SECTION 4.5 Removal of Directors by Members.

Any member may bring charges against a director and, by filing with the Secretary such charges in writing together with a petition signed by at least ten percent of the members, may request the removal of such director by reason thereof. Such director shall be informed in writing of the charges at least ten days prior to the meeting of the members at which the charges are to be considered and shall have an opportunity at the meeting to be heard in person or by counsel and to present evidence in respect of the charges; and the person or persons bring the charges against him shall have the same opportunity.The questions of the removal of such director shall be considered and voted upon at the meeting of the members and any vacancy created by such removal be filled by vote of the members at such meeting without compliance with the foregoing provisions with respect to nominations.


SECTION 4.6 Vacancies.

Subject to the provisions of these bylaws with respect to the filling of vacancies caused by the removal of directors by the members, a vacancy occurring in the Board of Directors shall be filled by the affirmative vote of a majority of the remaining directors for the unexpired portion of the term.


SECTION 4.7 Compensation.

Directors shall not receive any salary for their services as directors, except that by resolution of the Board of Directors a fixed sum and expenses of attendance, if any, may be allowed for attendance at each meeting of the Board of Directors.No director shall receive compensation for serving the Cooperative in any other capacity, nor shall any close relative of a director receive compensation for service the Cooperative, unless the payment and amount of compensation shall be specifically authorized by a vote of the members or the service by such director or close relative shall have been certified by the Board of Directors as an emergency measure.

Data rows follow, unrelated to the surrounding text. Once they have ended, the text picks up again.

PR #91, opened 2024-09-19
ENH: Use pixi to run action as composite

### LINKED ISSUE #71: Document that the action requires to run on ubuntu
I naively added the action to our cibuildwheel matrix (for the shapely wheels), expecting to upload the wheels from each OS-specific build directly. 
However, this does not work because the action apparently requires a linux image: *"Container action is only supported on Linux"* (see eg https://github.com/shapely/shapely/actions/runs/8047467718/job/21976750565). So you need to gather all wheel for the different architectures and upload them from another job running on ubuntu.

matthewfeickert:
Resolves #71 

## Description

* Use `pixi` to manage the environment fully, which removes the needs for `micromamba` and a Linux container, allowing the action to be run as a 'composite' action.
   - This allows the action to be used on macOS runners in addition to Linux.
   - Add `pixi` project configuration (`pixi.toml`) and `pixi` lock file (`pixi.lock`).
   - Add 'osx-64' and 'osx-arm64' platforms to pixi environment solves to allow for use on Linux and macOS runners.
   - Use `prefix-dev/setup-pixi` GitHub action to setup `pixi` for the action.
   - Explicitly enable the 'locked' option for `prefix-dev/setup-pixi`.
   - Don't allow for post job cleanup to avoid errors if the action is run multiple times in a workflow (this is a downside of no longer being in a Linux container).
   - Make `cmd.sh` executable (`chmod +x`).
* Remove use of micromamba in the upload script.
* Remove the conda-lock files and the Docker based locking workflow.
* Remove `Dockerfile`.
* Note in the README that the runner used can be either Linux or macOS.
* Update version numbers of action to `v0.5.0`.

* Rename script from `cmd.sh` to `upload_wheels.sh`.
   - As the script is no longer the CMD of a Linux container but is now a standalone Bash script, having a more descriptive name is preferable.

> [!NOTE] 
> GitHub Actions takes care of cleaning up the environment after each run, so you are not responsible for manually unsetting all environment variables between steps to avoid secret leakage.


Dockerfile
```diff
@@ -1,4 +1,4 @@
-FROM mambaorg/micromamba:1.4.9-bullseye-slim
+FROM mambaorg/micromamba:1.5.9-bookworm-slim
```
stefanv, line 1: Is micromamba still a thing? Perhaps this should now be https://quay.io/repository/condaforge/miniforge3

default_linux-64_conda_spec.txt
```diff
@@ -0,0 +1,68 @@
+# Generated by `pixi project export`
```
stefanv, line 1: Needed when pixi.lock exists?

pixi.toml
```diff
@@ -0,0 +1,14 @@
+[project]
+authors = ["Matthew Feickert <matthew.feickert@cern.ch>"]
+channels = ["conda-forge"]
```
stefanv, line 3: :+1:

Dockerfile
```diff
@@ -8,8 +8,9 @@ SHELL [ "/bin/bash", "-c" ]
 ENV LC_ALL=C.UTF-8
 ENV LANG=C.UTF-8
 
-# lock file created by running lock.sh in the top level of the repository
-COPY --chown=mambauser conda-lock.yml /conda-lock.yml
+# explicit specification file file created from pixi.lock by running
+# 'pixi run export' in the top level of the repository
+COPY --chown=mambauser default_linux-64_conda_spec.txt /default_linux-64_conda_spec.txt
```
stefanv, line 13: Maybe modify the cmd to create environment directly using pixi?

stefanv (commented):
:sunglasses:

bsipocz:
Nitpicking: @matthewfeickert could we follow a fork-based workflow here in the future, so the main repo won't be peppered with feature branches?

Dockerfile
matthewfeickert: I think so. I may be wrong here, but I believe that `mamba`/`micromamba` are still developed together on https://github.com/mamba-org/mamba.

Dockerfile
matthewfeickert: That would definitely be easier, but I assumed that people would be more receptive to an incremental change of having the runtime environment stay with `micromamba` at first. Switching everything to `pixi` solves the error of course too.

pixi.toml
```diff
@@ -0,0 +1,14 @@
+[project]
+authors = ["Matthew Feickert <matthew.feickert@cern.ch>"]
```
matthewfeickert, line 2: Is there a Scientific Python org email that we can use here instead? `pixi` generates this information from your Git credentials automatically during `pixi init`.

bsipocz: Are there alias email addresses for e.g. a discorse channel? That case it would be a fully transparent address. 

Also, the docs says that authors is optional, so maybe leaving it empty or as `Scientific Python`, as in the Licence, without an email address could work, too.

bsipocz:
> I also don't find a transient feature branch terrible

The issue is that some of the branches are not exactly transient, but are around for a while when part of some experimenting or draft PR.

pixi.toml
matthewfeickert, line 2:
```suggestion
authors = ["Scientific Python"]
```

bsipocz:
Re CI: I think it's OK to separate the current workflow into two, one that runs all the anaconda upload/cleanup checks, and one that does everything else. Then we can run most of the tests from forks, too, and in practice those would cover most of the PR cases anyway.

matthewfeickert:
> Re CI: I think it's OK to separate the current workflow into two, one that runs all the anaconda upload/cleanup checks, and one that does everything else. Then we can run most of the tests from forks, too, and in practice those would cover most of the PR cases anyway.

@bsipocz I don't think that will work for the reasons I describe in the two previous responses I've linked, as you'll need secrets to run the upload and a secret to delete the files and neither can be run on a fork safely. But can you make an Issue to describe more what you have in mind here?

pixi.toml
stefanv: We can make a discourse group, and attach a x@discuss.scientific-python.org address to it, or I can make an alias for x@scientific-python.org and redirect it wherever. We don't have the concept of forward-email-into-discord atm.

Dockerfile
stefanv: I'd say go for it, if you like the idea.

tupui:
Cool 👍 Just a fly by comment. What do you think about uv otherwise? Looks like this is going to be the thing sooner than later.

bsipocz:
> I don't think that will work for the reasons I describe in the two previous responses I've linked, as you'll need secrets to run the upload and a secret to delete the files and neither can be run on a fork safely.

Yes, my point is to separate those that need the secret in a separate workflow/job, so 1) tests can pass on forks with the acknowledgement that the secret-requiring ones are skipped.

But also, something is broken with the current setup as e.g. #86 failed even though it run from a feature branch here.

action.yml
```diff
@@ -24,5 +24,22 @@ inputs:
     default: main
 
 runs:
-  using: 'docker'
-  image: 'Dockerfile'
+  using: "composite"
+  steps:
+    - name: Set up pixi
+      uses: prefix-dev/setup-pixi@ba3bb36eb2066252b2363392b7739741bb777659  # v0.8.1
```
matthewfeickert, line 30: I need to look at what the [`prefix-dev/setup-pixi`](https://github.com/prefix-dev/setup-pixi) action is actually doing to see if pinning at the hash level actually provides any safeguards. I'll also ask the `pixi` team to review this PR once it is ready to move from draft to review.

action.yml
```diff
@@ -24,5 +24,22 @@ inputs:
...
+      with:
+        cache: true
+        cache-write: ${{ github.event_name == 'push' && github.ref_name == 'main' }}
```
matthewfeickert, line 33: I'm not fully clear on how `github.ref_name` works when the action is being used by other workflows, so this might all be wrong. (Here I'm just copying from the https://github.com/prefix-dev/setup-pixi README).

action.yml
```diff
@@ -24,5 +24,22 @@ inputs:
...
+        # Avoid post cleanup errors if action run multiple times
+        post-cleanup: false
```
matthewfeickert, line 35: If the action is run multiple times in the same workflow (like we do in the CI to test) then at the end of the workflow each of the job steps gets cleaned up sequentially. [As](https://github.com/prefix-dev/setup-pixi/blob/6efead024a876e5a222673996735f4972a443a66/action.yml#L58-L61) 

```yaml
  post-cleanup:
    description: |
      If the action should clean up after itself. Defaults to `true`.
      If `true`, the pixi environment, the pixi binary and the rattler files in ~/.rattler and ~/.cache/rattler are removed.
```

this will try to delete the same directory path multiple times and will error when those paths don't exist after the first clean up.

I'd like to find a smarter way around this, as I'm not sure if leaving things around is ideal, but I also don't think it is _bad_.

action.yml
```diff
@@ -24,5 +24,22 @@ inputs:
...
+
+    - name: Upload wheels
+      shell: bash
+      env:
+        INPUT_ARTIFACTS_PATH: ${{ inputs.artifacts_path }}
+        INPUT_ANACONDA_NIGHTLY_UPLOAD_ORGANIZATION: ${{ inputs.anaconda_nightly_upload_organization }}
+        INPUT_ANACONDA_NIGHTLY_UPLOAD_TOKEN: ${{ inputs.anaconda_nightly_upload_token }}
+        INPUT_ANACONDA_NIGHTLY_UPLOAD_LABELS: ${{ inputs.anaconda_nightly_upload_labels }}
+      run: |
+        pixi run cmd.sh
```
matthewfeickert, line 45: `cmd.sh` is executable now (post `chmod +x cmd.sh`). We can also rename it to something more descriptive.

cmd.sh
```diff
@@ -78,3 +66,13 @@ anaconda --token "${ANACONDA_TOKEN}" upload \
...
+
+# env cleanup
+unset INPUT_ARTIFACTS_PATH
+unset INPUT_ANACONDA_NIGHTLY_UPLOAD_ORGANIZATION
+unset INPUT_ANACONDA_NIGHTLY_UPLOAD_TOKEN
+unset INPUT_ANACONDA_NIGHTLY_UPLOAD_LABELS
+
+unset ANACONDA_ORG
+unset ANACONDA_TOKEN
+unset ANACONDA_LABELS
```
matthewfeickert, line 78: This is my paranoia of leaking secrets accidentally, but I don't think it is actually needed.

pixi.toml
```diff
@@ -0,0 +1,13 @@
+[project]
+authors = ["Scientific Python"]
+channels = ["conda-forge"]
+description = "Environment for the scientific-python/upload-nightly-action GitHub action"
+name = "upload-nightly-action"
+platforms = ["linux-64", "osx-64", "osx-arm64"]
```
matthewfeickert, line 6: Adding the macOS platforms as though I assume that people will be using this following a `cibuildwheel` workflow on Linux, providing the extra platforms in the lock file allows for this action to be run on macOS runners as well.

matthewfeickert (commented):
> [!NOTE] 
> Though this is passing CI, I'm going to leave this in draft for a bit, to think if there's cleaner and safer ways to do everything, before I move it to 'ready for review' and ask people to spend time on it. That realistically won't be until next week though given that I have work (travel, talks, reviews) and personal deadline-driven tasks looming.
> 
> (I'll also want to rebase things and try to write more clear commit messages for reviewers.)

matthewfeickert:
> What do you think about uv otherwise? Looks like this is going to be the thing sooner than later.

@tupui I like `uv` a lot and I use it on many projects. `uv pip compile` is excellent and I use it in container runtimes where I [don't have control over the Python runtime](https://github.com/usatlas/analysisbase-dask/blob/72c930aca24884fceacf780655c37c62592bfc21/Makefile) given the base image environment (this is actually [one area/thing that `pixi` doesn't really allow you to do](https://github.com/prefix-dev/pixi/discussions/1064) as it needs to control the entire environment &mdash; some caveats there if you export the shell activation though and manually use it.)

That being said, I like `pixi` more in general, and I think for something like this where you want to have hash level reproducibility of the entire stack and not just of the Python packages then `pixi` is a clear winner (well really more just "locked conda installs in an isolated/containerized environment" is the winner).

README.md
```diff
@@ -4,7 +4,8 @@ This is a GitHub Action that uploads nightly builds to the [scientific-python ni
 as recommended in [SPEC4 — Using and Creating Nightly Wheels][].
 
 In a GitHub Actions workflow (`.github/workflows/*.yaml`), use the
-following snippet to upload built wheels to the channel:
+following snippet on a Linux or macOS runner to upload built wheels to the
```
matthewfeickert, line 7: Adding this as we've gotten questions in the past about what runner OS are supported and this PR extends support beyond Linux.

action.yml
matthewfeickert: This still holds true, but worst case scenario we cache for some and not others and I think that's okay.

matthewfeickert (commented):
These are just some final comments in addition to the comments I left for others in my previous self-reviews.

matthewfeickert:
@scientific-python/nightly-wheels-developers this is now ready for review. As I had this in draft before to figure things out I've intentionally squashed and rebased this so that it will be easier to follow my actual intended changes from both the GitHub UI and from a local checkout.

@pavelzw @ruben-arts as you've contributed the most to the [`setup-pixi` action](https://github.com/prefix-dev/setup-pixi) if you're able to review this as well that would be very much appreciated.

action.yml
```diff
@@ -24,5 +24,22 @@ inputs:
     default: main
 
 runs:
-  using: 'docker'
-  image: 'Dockerfile'
+  using: "composite"
+  steps:
+    - name: Set up pixi
+      uses: prefix-dev/setup-pixi@ba3bb36eb2066252b2363392b7739741bb777659  # v0.8.1
+      with:
```
MridulS, line 31: Should we pin the pixi version? I think it downloads the latest pixi if there is no version specified

action.yml
pavelzw: the setup-pixi action is designed to be backwards compatible (like pixi as well) but there are no guarantees yet.

with a proper dependabot configuration and automatic updates, i would just keep it pinned to the SHA level, though for additional reproducibility

action.yml
pavelzw: it downloads the latest, yes. as there is no proper autoupdate mechanism i personally would keep it at `latest` or suggest you write your own. otherwise you will end up with stale pixi versions in ci

action.yml
pavelzw: currently this is the only workaround. there are some nieche use cases where it actually makes sense to run setup-pixi twice. we might want to open an issue for this

action.yml
```diff
@@ -24,5 +24,22 @@ inputs:
...
+        cache: true
```
matthewfeickert, line 32:
```suggestion
        locked: true
        cache: true
```

Explicitly enforce the default (of `locked` being used) in the event that somehow changes in the future.

c.f. https://github.com/scientific-python/upload-nightly-action/pull/91/files#r1777356588

action.yml
MridulS: > I personally might soften my view here and say that having the latest pixi get installed is probably a good idea / will have no effect given that the lock file is the thing of importance.

I am fine with that too :)

MridulS (approved):

matthewfeickert:
Thanks for reviewing for @scientific-python/nightly-wheels-developers, @MridulS! :pray: If we're able to get one more review from another @scientific-python/nightly-wheels-developers person that would be great, but if no one else reviews by Tuesday (2024-10-01) I'll go ahead and squash and merge.

bsipocz (approved):
Looks good to me, thank you @matthewfeickert for the refactor!

matthewfeickert:
Thanks @bsipocz!

I'm going to do a relock and it there's any changes to a rebase and push and then squash and merge this. I'll then update the `v0.5.0` info in the repo to `v0.6.0` and make a new release on GitHub.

SECTION 4.8 Indemnification of Directors, Officers, Employees or Agents.

The Cooperative shall indemnify to the fullest extent permitted by Law against expenses including attorneys fees, judgments, costs, fines and amounts paid in settlement actually and reasonably incurred by any person who was or is a party or threatened to be made a party to any threatened, pending or completed action, suit or preceding whether civil, criminal, administrative or investigative by reason of the fact that he is or was a director, officer, employee or agent of the Cooperative or is or was serving any other enterprise at the request of the Cooperative. The Cooperative may purchase insurance to cover such indemnification.